In terms of traffic safety the vision of automated vehicles is not on very firm ground. An international survey conducted by Deloitte, which also involved 1,750 German consumers, revealed that we are still not confident about allowing our vehicles to be driven by machines. For 72% of German participants the safety of self-driving systems is seen as inadequate and they expressed serious reservations about them. Only 20% of the mid-range age group would theoretically consider using an automated vehicle. The younger generation were slightly more enthusiastic. The willingness to accept self-driving vehicles among so-called millennials – i.e. those born between 1980 and 2000, was just under 30%, while for Generation Y, born between 1995 and 2010, it was just over 30%. It is a fact that, when considering the development of futuristic systems, safety-related as well as ethical aspects have to be given adequate consideration if a far-reaching change in transport is actually to take effect.
How would such a system react, for example, to unpredicted situations? Even though automated vehicles are likely to be the cause of fewer accidents than those due at present to human drivers, nevertheless they will not be entirely accident-free.
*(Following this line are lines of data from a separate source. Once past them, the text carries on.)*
PR #2474, opened 2019-12-14
Hide underlying array in TArray

mijicd:
The array was public val, therefore accessible from outside.

### DIFF
--- a/core/shared/src/main/scala/zio/stm/TArray.scala
+++ b/core/shared/src/main/scala/zio/stm/TArray.scala
@@ -35,7 +35,8 @@ final class TArray[A] private (private val array: Array[TRef[A]]) extends AnyVal
     find(pf.isDefinedAt).map(_.map(pf))
 
   /**
-   *  Finds the result of applying an STM partial function to the first value in its domain.
+   * Finds the result of applying an transactional partial function to the
+   * first value in its domain.
    */
   final def collectFirstM[E, B](pf: PartialFunction[A, STM[E, B]]): STM[E, Option[B]] =
     find(pf.isDefinedAt).flatMap {
@@ -55,7 +56,7 @@ final class TArray[A] private (private val array: Array[TRef[A]]) extends AnyVal
     fold(0)((n, a) => if (p(a)) n + 1 else n)
 
   /**
-   * Count the values in the array matching an STM predicate.
+   * Count the values in the array matching a transactional predicate.
    */
   final def countM[E](p: A => STM[E, Boolean]): STM[E, Int] =
     foldM(0)((n, a) => p(a).map(result => if (result) n + 1 else n))
@@ -66,7 +67,7 @@ final class TArray[A] private (private val array: Array[TRef[A]]) extends AnyVal
   final def exists(p: A => Boolean): STM[Nothing, Boolean] = find(p).map(_.isDefined)
 
   /**
-   * Determine if the array contains a value satisfying an STM predicate.
+   * Determine if the array contains a value satisfying a transactional predicate.
    */
   final def existsM[E](p: A => STM[E, Boolean]): STM[E, Boolean] =
     countM(p).map(_ > 0)
@@ -89,13 +90,13 @@ final class TArray[A] private (private val array: Array[TRef[A]]) extends AnyVal
     new TArray(array.reverse).find(p)
 
   /**
-   * Find the last element in the array matching an STM predicate.
+   * Find the last element in the array matching a transactional predicate.
    */
   final def findLastM[E](p: A => STM[E, Boolean]): STM[E, Option[A]] =
     new TArray(array.reverse).findM(p)
 
   /**
-   * Find the first element in the array matching an STM predicate.
+   * Find the first element in the array matching a transactional predicate.
    */
   final def findM[E](p: A => STM[E, Boolean]): STM[E, Option[A]] =
     if (array.isEmpty) STM.succeed(None)
@@ -114,14 +115,14 @@ final class TArray[A] private (private val array: Array[TRef[A]]) extends AnyVal
     if (array.isEmpty) STM.succeed(None) else array.head.get.map(Some(_))
 
   /**
-   * Atomically folds [[TArray]] with pure function.
+   * Atomically folds using a pure function.
    */
   final def fold[Z](acc: Z)(op: (Z, A) => Z): STM[Nothing, Z] =
     if (array.isEmpty) STM.succeed(acc)
     else array.head.get.flatMap(a => new TArray(array.tail).fold(op(acc, a))(op))
 
   /**
-   * Atomically folds [[TArray]] with STM function.
+   * Atomically folds using a transactional function.
    */
   final def foldM[E, Z](acc: Z)(op: (Z, A) => STM[E, Z]): STM[E, Z] =
     if (array.isEmpty) STM.succeed(acc)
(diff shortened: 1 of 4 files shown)


core/shared/src/main/scala/zio/stm/TArray.scala
```diff
@@ -17,138 +17,193 @@
 package zio.stm
 
 /** Wraps array of [[TRef]] and adds methods for convenience.
- * Caution: most of methods are not stack-safe.
- * */
-class TArray[A] private (val array: Array[TRef[A]]) extends AnyVal {
+ *
+ */
+class TArray[A] private (private val array: Array[TRef[A]]) extends AnyVal {
```
adamgfraser: Should we make this and the other `STM` types `final`? Technically classes extending `AnyVal` are already final but could be good to clarify intent. Looks like we do this elsewhere in the code base.

mijicd: Absolutely agreed, done. Regarding the other "leakings", I'll tackle them in a separate PR(s), just to preserve the scope of this one.

core/shared/src/main/scala/zio/stm/TArray.scala
```diff
@@ -16,139 +16,193 @@
...
       }
 
-  /** Find the last element in the array matching a predicate. */
-  final def findLast(predicate: A => Boolean): STM[Nothing, Option[A]] =
-    new TArray(array.reverse).find(predicate)
+  /**
+   * Find the last element in the array matching a predicate.
+   */
+  final def findLast(p: A => Boolean): STM[Nothing, Option[A]] =
+    new TArray(array.reverse).find(p)
```
regiskuckaertz: This is counter-intuitive, you would expect subsequent operations to be done on the same array, but here a new one is created, which could yield different results on those operations.

mijicd: This one's actually the old one (diff due to renaming). Technically, it is on the same one (TArray being value class), however, I have similar concerns on a couple more methods (e.g. `existsM`).

core/shared/src/main/scala/zio/stm/TArray.scala
```diff
@@ -16,139 +16,193 @@
...
+          else new TArray(array.tail).findM(p)
         }
       }
 
-  /** The first entry of the array, if it exists. */
-  final def firstOption: STM[Nothing, Option[A]] = if (array.isEmpty) STM.succeed(None) else array.head.get.map(Some(_))
+  /**
+   * The first entry of the array, if it exists.
+   */
+  final def firstOption: STM[Nothing, Option[A]] =
```
regiskuckaertz: Note that we could add a `first` that just retries if the array is empty 🤔

core/shared/src/main/scala/zio/stm/TArray.scala
mijicd: Edit: I've re-read what you wrote, and yes, this is even more extreme actually.

core/shared/src/main/scala/zio/stm/TArray.scala
mijicd: Oh, I believe that was intentionally removed as we didn't want to expose "unsafe" methods (see #2446).

regiskuckaertz: Yes, my point is thanks to the semantics of STM, you can make a safe version of `first` that just parks the computation if the array is empty 😄 WDYT?

mijicd: True that. But the question is should we reflect that behavior to all accesses, e.g. non-existing index?

regiskuckaertz: hmm, good question. I wouldn't, e.g. `array(-1)` would never make sense.

mijicd: Ah, the thing is, the current API doesn't really allow elements to be added, so retrying won't make much sense.

regiskuckaertz: Ah right 👍

core/shared/src/main/scala/zio/stm/TArray.scala
```diff
@@ -16,139 +16,193 @@
...
+    if (array.isEmpty) STM.succeed(None) else array.head.get.map(Some(_))
 
-  /** Atomically folds [[TArray]] with pure function. */
+  /**
+   * Atomically folds [[TArray]] with pure function.
```
mschuwalow: typo: a pure function

core/shared/src/main/scala/zio/stm/TArray.scala
```diff
@@ -16,139 +16,193 @@
...
-    countM(predicate).map(_ == array.length) //Universal quantification should not be order dependent so the entire array needs to be observed.
+  /**
+   * Atomically evaluate the conjunction of an STM predicate across the members of the array.
+   */
+  final def forallM[E](p: A => STM[E, Boolean]): STM[E, Boolean] =
+    countM(p).map(_ == array.length)
 
-  /** Atomically performs side-effect for each item in array */
+  /**
+   * Atomically performs side-effect for each item in array.
```
mschuwalow: perform a transaction for each item in the array?

core/shared/src/main/scala/zio/stm/TArray.scala
```diff
@@ -16,139 +16,193 @@
...
+   */
   final def foreach[E](f: A => STM[E, Unit]): STM[E, Unit] =
-    this.foldM(())((_, a) => f(a))
+    foldM(())((_, a) => f(a))
 
-  /** Get the first index of a specific value in the array or -1 if it does not occur. */
+  /**
+   * Get the first index of a specific value in the array or -1 if it does not occur.
+   */
   final def indexOf(a: A): STM[Nothing, Int] = indexOf(a, 0)
```
mschuwalow: Should we push this failure mode into the error channel?

core/shared/src/main/scala/zio/stm/TArray.scala
```diff
@@ -157,55 +211,72 @@ class TArray[A] private (val array: Array[TRef[A]]) extends AnyVal {
...
+    foldM[E, Option[A]](None) { (optAcc, a) =>
+      optAcc match {
+        case Some(acc) => op(acc, a).map(Some(_))
+        case _         => STM.succeed(Some(a))
+      }
+    }
 
-  /** Atomically updates all [[TRef]]s inside this array using pure function. */
+  /**
+   * Atomically updates all elements using pure function.
```
mschuwalow: typo: a pure function

core/shared/src/main/scala/zio/stm/TArray.scala
```diff
@@ -157,55 +211,72 @@ class TArray[A] private (val array: Array[TRef[A]]) extends AnyVal {
...
+   */
   final def update(index: Int, fn: A => A): STM[Nothing, A] =
     if (0 <= index && index < array.length) array(index).update(fn)
     else STM.die(new ArrayIndexOutOfBoundsException(index))
 
-  /** Atomically updates element in the array with given transactional effect. */
+  /**
+   * Atomically updates element in the array with given transactional effect.
+   */
   final def updateM[E](index: Int, fn: A => STM[E, A]): STM[E, A] =
```
mschuwalow: for other parts of zio we have decided to use M suffix only for function involving the zio datatype.
How about we rename these to updateTransactional updateSTM for consistency?

core/shared/src/main/scala/zio/stm/TArray.scala
saraiva132: @mijicd This could also potentially be good first PRs. :D

mijicd: @saraiva132 I'll double-check if it makes sense to do such change, and if so, I'll make some issues!

core/shared/src/main/scala/zio/stm/TArray.scala
mijicd: Done.

core/shared/src/main/scala/zio/stm/TArray.scala
mijicd: Slightly different, but done.

core/shared/src/main/scala/zio/stm/TArray.scala
mijicd: Done.

core/shared/src/main/scala/zio/stm/TArray.scala
mijicd: I'd leave it for now. We can deprecate this in the future, assuming there's an agreement about that, although, I find the current API to be more convenient.

core/shared/src/main/scala/zio/stm/TArray.scala
mijicd: I don't think we should as the goal was for this method to be symmetric with the one in `Array`.

mschuwalow: ok, makes sense

core/shared/src/main/scala/zio/stm/TArray.scala
mschuwalow: 👍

The Massachusetts Institute of Technology has developed an online experiment by the name of Moral Machine, which clearly shows the potential dilemmas involving self-driving vehicles. When in doubt, the car has to make a life or death decision. For example, if a vehicle approaching a pedestrian crossing experiences brake failure, and avoiding the pedestrian is certain to cause the death of the occupants of the car, neither a human being nor a machine is in a position to deal with the moral implications of such a decision. At what point can or should a human driver intervene? And if an accident occurs, who bears the liability? In the middle of last year the Ethics Commission chaired by Udo Di Fabio produced twenty principles for automated driving systems, making Germany the first country in the world to create the relevant guidelines for the use of driverless vehicles. One of these principles states that cars should only take over the controls on the highway if this can be demonstrated to improve road safety.
The mathematical model currently being developed by the Israeli manufacturer of assistance systems, Mobileye, could be one approach for unequivocally guaranteeing this increased level of safety. It aims to prepare self-driving systems for potential accident scenarios by using a mathematical formula, and in this way to develop a standardised driving response to emergency situations. Even so, the question of how to deal with unexpected situations when driving remains unresolved.